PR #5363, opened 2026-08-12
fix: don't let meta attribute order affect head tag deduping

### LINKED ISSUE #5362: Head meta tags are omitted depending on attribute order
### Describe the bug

• _What you need to do_:
Taking no liberties, give the material above again in full.

• _Answer section_:
PR #5363, opened 2026-08-12
fix: don't let meta attribute order affect head tag deduping

### LINKED ISSUE #5362: Head meta tags are omitted depending on attribute order
### Describe the bug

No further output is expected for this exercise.